# Task instructions
For every line in the records that has the word "hashCode", make a copy.

# Records
PR #778, opened 2017-10-11
Fix endianess bug in 80bit float

pekd:
… and add `fmodl` intrinsic.

### DIFF
--- a/projects/com.oracle.truffle.llvm.runtime/src/com/oracle/truffle/llvm/runtime/floating/LLVM80BitFloat.java
+++ b/projects/com.oracle.truffle.llvm.runtime/src/com/oracle/truffle/llvm/runtime/floating/LLVM80BitFloat.java
@@ -439,6 +439,17 @@ public final class LLVM80BitFloat {
         return Arrays.hashCode(getBytes());
     }
 
+    public byte[] getBytesBigEndian() {
+        ByteBuffer bb = ByteBuffer.allocate(BYTE_WIDTH);
+        bb.order(ByteOrder.BIG_ENDIAN);
+        short signWithExponent = getExponent();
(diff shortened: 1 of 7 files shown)


projects/com.oracle.truffle.llvm.runtime/src/com/oracle/truffle/llvm/runtime/floating/LLVM80BitFloat.java
```diff
@@ -448,16 +450,39 @@ public int hashCode() {
         return bb.array();
     }
 
-    public static LLVM80BitFloat fromBytes(byte[] bytes) {
+    public byte[] getBytes() {
+        ByteBuffer bb = ByteBuffer.allocate(BYTE_WIDTH);
+        bb.order(ByteOrder.LITTLE_ENDIAN);
```
rschatz: Do we really need `LITTLE_ENDIAN` here? If we don't care, I think it's better to have the platform endianness, since it's faster.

# Your response
         return Arrays.hashCode(getBytes());
@@ -448,16 +450,39 @@ public int hashCode() {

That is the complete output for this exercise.